PR #1491, opened 2026-09-02
feat(cli): ship an application's own font faces

JumpLink:
## The measured gap

`@gjsify/react-native`'s support table has told consumers, in the `useFonts` row and in
`surfaces/expo-font.ts`'s prose, to

> Ship the font with the application (`gjsify ship` installs it where fontconfig looks)

**There was no such mechanism.** Measured on `origin/main` at `3356ac7c66`:

| probe | result |
|---|---|
| `git grep -i font packages/infra/cli/src/utils/ship/ packages/infra/cli/src/commands/ship.ts docs/ship-formats.md` | **0 hits** |
| `SHARE` — the closed set of directories a payload installs into | `applications`, `icons`, `schemas`, `mime`, `metainfo`, `locale`. No `fonts` |
| `FcConfigAppFontAddFile` / `AddFontResourceEx` / `CTFontManagerRegisterFontsForURL` outside `refs/` | 1 hit, and it is a comment saying the first "is not in any typelib here" |
| the only font-registration call in the tree | `PangoCairo.font_map_get_default().add_font_file()` in `dom-elements/src/font-face.ts` — Canvas `FontFace`, the app registering at runtime, nothing to do with packaging |

The failure mode is the expensive kind. Pango does not report a missing family, it
**substitutes** — the window renders, every test passes, the app merely looks wrong at
exit 0. On a GNOME box the developer never sees it, because the family is usually
installed there anyway.

## The ADR

[`docs/adr/0038-shipped-application-fonts.md`](docs/adr/0038-shipped-application-fonts.md).

It was **revised by its own measurements**: the first draft assumed the Linux mechanism
generalised to all three OSes, on a plausible argument from
`build-gtk-runtime-darwin.mjs`'s seed list (it pulls fontconfig in transitively). The
library being in the closure is not the backend being in use. That correction is written
into the ADR's *Do not* section, because it is the mistake a reader is most likely to
repeat.

Linux was **run on this machine**. macOS and Windows were researched against vendor
documentation and upstream source, and are marked as such throughout — never as
measurements.

## What happens per OS

`gjsify.ship.fonts` (a file or a directory, defaulting to `data/fonts`) stages faces into
`share/fonts/<appId>/` on the **one** prefix-relative plan, mapped per layout like every
other `share/` entry. No second stager, no per-OS payload. What *reaches* them differs in
kind:

| | mechanism | evidence |
|---|---|---|
| **linux**, `.deb`/`.rpm` | the stock `fonts.conf`'s unconditional `<dir>/usr/share/fonts</dir>` | measured, fontconfig 2.17.0 |
| **linux**, Flatpak | `<dir prefix="xdg">fonts</dir>` expanded over `XDG_DATA_DIRS` — which `fonts-conf(5)` does **not** document | measured in **eight** independently built fontconfigs (2.14.1 · 2.15.0 · 2.17.0 · 2.17.1 · 2.18.3), in any list position, recursively, with a cold cache and a negative control |
| **darwin** | `ATSApplicationFontsPath` in `Info.plist`, relative to `Contents/Resources` — the OS activates it for this app **at launch** | Apple's key reference; GTK4 on macOS is not linked against fontconfig at all (`fontconfig_dep = []  # only used in x11 backend`) and Pango there is CoreText |
| **windows** | **nothing declarative exists.** The launcher exports `GJSIFY_FONT_DIR`; the app calls `PangoCairo.FontMap.get_default().add_font_file()` | `pango_win32_font_map_init()` populates from DirectWrite alone; fontconfig is linked and never selected; `FcConfigXdgDataDirs` splits on a hardcoded `:`; `AddFontResourceEx` is GDI |

Three consequences worth calling out:

- **The Linux launcher is unchanged.** `XDG_DATA_DIRS` has been exported at the staged
  `share/` since ADR 0024 § 3 for icons and schemas; the finding is that fontconfig reads
  it too. What changed is that the line is now load-bearing for a reader the man page does
  not list, so the comment above it says so and all three launcher forms assert it.
- **No `fc-cache` row in `cacheRefreshCommands`** — measured unnecessary (a cold
  `XDG_CACHE_HOME` resolves the face on the first call) and both distributions run it from
  their own fontconfig triggers. This is the one place the design *deletes* a step the
  other five `share/` directories have. `/usr/share/fonts` does join the rpm packer's
  system-owned set (`rpm -qf` → `fonts-filesystem`).
- **`Layout.metadata` now takes the payload.** A manifest key naming a directory must not
  be written over a bundle that carries none — the same seam `CFBundleDocumentTypes` will
  need.

Web-font wrappers (`.woff`, `.woff2`, `.eot`) are **refused by name** rather than filtered
away with the strays: FreeType's WOFF support is a build option
(`FT_CONFIG_OPTION_USE_BROTLI`), so one resolves on the packaging host — measured,
`fc-query` reads a `.woff2` fine here — and may not in the FreeType inside
`@gjsify/gtk-runtime-<target>`.

## Tests

`tests/e2e/ship-layout` is **extended, not duplicated**. The fixture carries a real 11 KB
face borrowed from this repo's own showcase assets, the way it already borrows a real
darwin dylib.

**Without the implementation the suite fails 7 tests** — verified by reverting `src/`,
rebuilding and re-running: the Linux payload list, all three launcher forms, the
`Info.plist`, and both gap notices.

Also: `utils/ship/discover-fonts.spec.ts` (10 cases, mostly refusals) and a `plist.spec.ts`
case asserting the key's presence **and** its absence.

## What stays open

Named in `status/open-todos.md`, not left as a comment:

- **The Windows call has no home in `@gjsify/*`.** One line in a GTK app's startup
  registers every face, and it belongs in the GTK host layer (ADR 0027) rather than
  copy-pasted per app — one call covers Windows *and* Linux, since `pango_fc_font_map`
  implements the same vfunc. macOS stays the odd one out (CoreText returns
  `G_IO_ERROR_NOT_SUPPORTED`), which is exactly why the plist key is the darwin mechanism.
- **The win32 GTK bundle ships fontconfig config nothing reads.** `etc/fonts` plus the
  `FONTCONFIG_PATH`/`FONTCONFIG_FILE` wiring is inert, and its comment implies fontconfig
  is sometimes in play — the same claim that made this ADR's first draft wrong. That is
  `packages/node-gi`'s tree, outside this workspace, and it is a *removal* of shipped
  bundle content, so it wants a Windows run behind it.

## Honestly unverified

- **That macOS activates the directory and Pango's CoreText map then holds the family.**
  The plist key is declared and the staged path is asserted against the tree; the
  activation is not, and no leg here runs a `.app`. `Layout.fontGap` prints it.
- **Every Windows claim.** Source and vendor docs only — nothing was executed on Windows.
- `tests/e2e/ship-msi` fails on this host for a pre-existing reason (`wixl` not on PATH),
  unrelated to this change.

## Review pass (second pair of eyes)

Re-measured and refactored on top of the commits above.

**The undocumented Linux claim was re-run independently, and it is stronger than
first written.** `<dir prefix="xdg">fonts</dir>` expanding over `XDG_DATA_DIRS` holds
in **eight independently built fontconfigs across five releases** — 2.14.1, 2.15.0,
2.17.0, 2.17.1, 2.18.3 (Fedora 44 host, `org.gnome.Platform//43` … `//master`,
`org.freedesktop.Platform//24.08` and `//25.08`, `org.fedoraproject.Platform//f44`),
each with a negative control (`XDG_DATA_DIRS=/usr/share` → fallback) and a cold
`XDG_CACHE_HOME`. So it is not a Fedora patch, not recent and not a regression waiting
to be reverted. The table is in the ADR's § *What was measured*, 5.

**The A/B was re-run and the suite discriminates per leg**, not only as a whole:
reverting `packages/infra/cli/src` and rebuilding fails exactly **7** tests, and two
single-mutation probes each go red alone — dropping only the `ATSApplicationFontsPath`
emission fails 1 test, making `fontGap` unconditional fails 2.

**Refactor:** `stagedFontDir()` replaces three hand-spelled `<data dir>/fonts/<appId>`
literals in the launcher (the leaf now comes off `SHARE.fonts`, so the launcher cannot
drift from `planFonts` while both suites stay green); the win32 comment beside it is
cut to the rule plus a pointer, because `LAYOUTS.windows.fontGap` already carries the
three dead candidates in full. `planFonts` had no unit test at all — its app-id nesting
and its duplicate-basename refusal now have one each.

**One claim was hedged:** `expo-font.ts` stated the macOS activation as fact while the
ADR and `Layout.fontGap` both mark it unverified. Three places disagreeing about one
fact, with the confident one the most read, is the shape this PR exists to pay off.

**Still open, named rather than fixed:** the Windows call has no `@gjsify/*` home. The
concrete one is `@gjsify/adwaita-app` beside `initLocale` — `resolveLocaleDir` already
reads `GJSIFY_LOCALE_DIR` off this same launcher, which is the precedent
`GJSIFY_FONT_DIR` was chosen on. Verifiability is *not* the blocker: measured here (GJS,
Pango 1.57.1, `PangoCairoFcFontMap`) a family absent from `list_families()` is present
after `add_font_file()`. What is open is the API shape, plus the Windows confirmation.
`status/open-todos.md` now says so, and names `@gjsify/react-native`'s `expo-font` as
the second caller.

**Renumbered 0037 → 0038**, because #1476 claims 0037 against the same `origin/main`.

## Checks run locally

`gjsify lint` (0 errors) · `gjsify format --check` · `gjsify workspace @gjsify/cli run
check` + `run test` (3519) · `@gjsify/react-native run check` · `gjsify run build` ·
`node scripts/audit-runtimes.mjs --check --strict` · `check-agent-context-size --check` ·
`check-comment-budget` · `check-doc-fences` · `check-source-control-bytes` · e2e `ship`,
`ship-layout`, `ship-from-stage`, `ship-macos`, `ship-windows`, `ship-signing`,
`ship-flatpak`, `ship-declaration`.

https://claude.ai/code/session_01Fg7cvsEJVF84chQMyj5A9x


JumpLink:
## The Windows half is measured now, so the ADR stops hedging it

This PR shipped the Windows rows as *"primary sources; not run on Windows"*. That was the honest state; it is no longer the state. Both candidate mechanisms were put to a face the host does not have, on a **Windows 11 test VM (build 26200)** — Node v24.18.1, `@gjsify/gtk-runtime-win32-x64@0.45.0`, GTK 4.22.4, GLib 2.88.1, Adw 1.9.1, GStreamer 1.28.4.

**Probe:** `BuilderBlocks.ttf` out of the runtime bundle itself — 500 bytes, valid sfnt, family `BuilderBlocks`, one Mac name record, not installed on the host. **Baseline:** `PangoCairo.FontMap.get_default().list_families()` = **82 families**, all DirectWrite, no `Builder*`.

### W1 — fontconfig does not reach the map that counts, in either direction

| probe | families | `BuilderBlocks` |
|---|---|---|
| baseline | 82 | no |
| own `FONTCONFIG_FILE`, probe dir ADDED beside `WINDOWSFONTDIR` | 82 | no |
| own `FONTCONFIG_FILE`, probe dir EXCLUSIVELY | **82** | no |

The exclusive row is the one that settles it: a config naming *only* the probe directory would leave a fontconfig-backed map with a handful of families. It does not move at all — so the default map is not reading a fontconfig that was configured wrong, it is not reading fontconfig.

### W2 — the control, so W1 is a finding and not a broken probe

An explicitly fontconfig-backed `PangoFT2.FontMap`, same process, same configuration: **76 → 77 with `BuilderBlocks`** additively, and **5** exclusively (`BuilderBlocks | Monospace | Sans | Serif | System-ui`). fontconfig parses the config, walks the directory and sees the face; the map GTK renders through never asks it. The API shape agrees without running anything — the default map exposes no `config_changed` and no `set_config`, the FT2 one exposes `config_changed`.

**W3.** The bundle ships no `fc-cache.exe`, so the cache could not be built by the ordinary route either.

### W4 — `add_font_file()` works, and on GTK's OWN map

| probe | result |
|---|---|
| `PangoCairo.FontMap.get_default().add_font_file(path)` | `true` |
| `list_families()` after | 82 → **83, with `BuilderBlocks`** |
| in a real window: `label.get_pango_context().get_font_map() === PangoCairo.FontMap.get_default()` | **`true`** |
| `add_font_file` on that map, then `ctx.load_font` | `BuilderBlocks 40`, layout **54×54 px** |

### W5 — the discriminator, because a substitution is what "resolved" looks like

An invented family `ZzzNoSuchFamilyQx` resolves to **`Tahoma 40`, 63×66 px, Pango warning** — and `BuilderBlocks` behaved *identically* BEFORE `add_font_file`. Afterwards: `BuilderBlocks`, 54×54, no warning. Different family, different metrics, no warning: the green is not a call that returned `true`.

## What changed here

- **ADR 0038** — the Windows section is now `### Windows, RUN on hardware`, with W1–W5 as tables in the § *What was measured* style, dated and with the environment. The source bullets stay, reframed as the MECHANISM the measurement is the OUTCOME of. Decision 3's table row and Decision 6's windows note move from *primary sources* to *measured*; the "not decided" entry about the inert win32 fontconfig plumbing records that the run it wanted now exists.
- **`Layout.fontGap`** (windows row) says it measured rather than inferred, with the reason: the default font map does not read fontconfig — not even an exclusive configuration — and has no `config_changed`/`set_config` to make it, while `add_font_file` on the same map a `Gtk.Label` renders through does register the family. The `fontGap` doc comment's "reached identically on all three layouts" claim is corrected: the payload is STAGED identically, what READS it is not.
- **`share-dirs.ts`**, **`docs/ship-formats.md`**, **`tests/e2e/ship-layout`** comments follow.
- **`expo-font.ts`** — the Windows sentence is now marked measured, in both directions. **macOS is deliberately untouched**: its activation is still unverified, no leg here runs a `.app`, and nothing in this measurement touches it. The `useFonts` limit in `support-table.ts` gains the same marker (it does not reach `SUPPORT.md`, which renders `reason` only — so the generated doc is unchanged, verified by re-running `generate-exports.mjs`).
- **`status/open-todos.md`** — the `initFonts()` entry no longer says the Windows confirmation "no leg here can produce"; it exists, so what is left there is only the API shape.

**Nothing new is claimed.** No leg here builds a Windows program directory and runs it, and no `@gjsify/*` package makes the call the launcher hands `GJSIFY_FONT_DIR` to — both still written down, in the ADR and in `Layout.fontGap`.

## Gates

`gjsify lint` (0 errors) · `gjsify format --check` · `check-rn-surface` · `check-agent-context-size --check` · `gjsify workspace @gjsify/cli run check` + `run test` (3522 pass) · `gjsify workspace @gjsify/react-native run check` + `run test` (1222 pass) · `node --test tests/e2e/ship-layout/run.mjs` (38 pass).

---

Separately, the same VM turned up a node-gi marshalling defect that has nothing to do with fonts — `GstMessage.parse_error()` refuses every `GError` OUT parameter (`OUT type tag 20`). Filed as #1495, not in this branch.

· · · · · · ·

◆ **WHAT TO WORK ON**:
Tally the lines of the listing in which the word "shape" occurs, and state the total alone.

◆ **OUTPUT BELOW**:
4